* _EXERCISE GOAL_: Keep only the lines of the data below that contain "POST", and copy them.

* _DATA SHOWN_:
┏━━
PR #128, opened 2019-04-01
feat(REST API): Add new endpoint to binding the app (AEROGEAR-8913)

camilamacedo86:
## Motivation
https://issues.jboss.org/browse/AEROGEAR-8913

## What
- Create the endpoint to binding the app
- The binding endpoint should be able to create a new app when it does not exist, setup deleted_at as NULL when it has value and updates the name. 

## Why
The operator will call this endpoint to do the binding/re-binding and update the data of some app. 

## How
- New endpoint
- Some changes in the Binding service
- Add new Repository func to update the name.

## Verification Steps

- [ ] check if the CI validations passed
- [ ] check if the endpoint will create a new app
- [ ] check if the endpoint will update the name of some existent app
- [ ] check if the endpoint will set deleted_at NULL when it has a value for the app_id informed. 

Following the endpoint.
* Method: POST
* Path: `/apps/bind/:appId` (The name is optional)
* Body: `{"appName": "Test App"}`

## Checklist:

## Progress

- [X] Finished task
- [ ] TODO

## Additional Notes
Following the tests performed locally.
- [x] check if the endpoint will create a new app
* Informing the name
1. Call the endpoint with the appID POST `localhost:3000/api/apps/bind/com.aerogear.test2` and the body `{"appName": "Test App camila"}`

2. Check if the app was created by GET `localhost:3000/api/apps`

```json
    {
        "id": "714adca7-77ac-48c4-a289-674538c99f85",
        "appId": "com.aerogear.test2",
        "appName": "Test App camila",
        "numOfDeployedVersions": 0,
        "numOfCurrentInstalls": 0,
        "numOfAppLaunches": 0
    },
```

* Without a body ( the name should not be mandatory )
1. Call the endpoint with the appID POST `localhost:3000/api/apps/bind/com.aerogear.test5` and body as `{}`
2. Check if the app was created by GET `localhost:3000/api/apps`

```json
    {
        "id": "d579a68b-5111-4db3-9b6d-fe6156f3c5e7",
        "appId": "com.aerogear.test5",
        "numOfDeployedVersions": 0,
        "numOfCurrentInstalls": 0,
        "numOfAppLaunches": 0
    },
```

- [x] check if the endpoint will update the name of some existent app

1. Call the endpoint with the appID POST `localhost:3000/api/apps/bind/com.aerogear.test2` and the body `{"appName": "New Name"}`

2. Check if the app name was updated by GET `localhost:3000/api/apps`

```json
{
        "id": "714adca7-77ac-48c4-a289-674538c99f85",
        "appId": "com.aerogear.test2",
        "appName": "New Name",
        "numOfDeployedVersions": 0,
        "numOfCurrentInstalls": 0,
        "numOfAppLaunches": 0
    },
```

- [x] check if the endpoint will set deleted_at NULL when it has a value for the app_id informed. 
1. Call the endpoint and/or disabled an app by updating the deleted_at
2. Call the endpoint with the appID POST `localhost:3000/api/apps/bind/:appID` and the body `{}`
3. Check if the app is returned by GET `localhost:3000/api/apps`

### DIFF
--- a/pkg/web/router/router.go
+++ b/pkg/web/router/router.go
@@ -128,6 +128,34 @@ func SetAppRoutes(r *echo.Group, appsHandler apps.HTTPHandler) {
 	//   404:
 	//     description: App not found
 	r.POST("/apps/:id/versions/disable", appsHandler.DisableAllAppVersionsByAppID)
+
+	// Binding/Re-Binding an app
+	// ---
+	// summary:
+	// - Create an new app
+	// - Update deleted_at as NULL to re-binding the app if the app informed be disabled
+	// - Update the name if the name informed is not "" and is different of the name stored in the database for the appId
+	// operationId: BindingApp
+	// produces:
+	// - application/json
+	// parameters:
+	// - name: appId
+	//   in: path
+	//   description: The appId of the app
+	//   required: true
+	//   type: string
+	// - name: body
+	//   in: body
┗━━
* _WRITTEN RESPONSE_:
* Method: POST
1. Call the endpoint with the appID POST `localhost:3000/api/apps/bind/com.aerogear.test2` and the body `{"appName": "Test App camila"}`
1. Call the endpoint with the appID POST `localhost:3000/api/apps/bind/com.aerogear.test5` and body as `{}`
1. Call the endpoint with the appID POST `localhost:3000/api/apps/bind/com.aerogear.test2` and the body `{"appName": "New Name"}`
2. Call the endpoint with the appID POST `localhost:3000/api/apps/bind/:appID` and the body `{}`
 	r.POST("/apps/:id/versions/disable", appsHandler.DisableAllAppVersionsByAppID)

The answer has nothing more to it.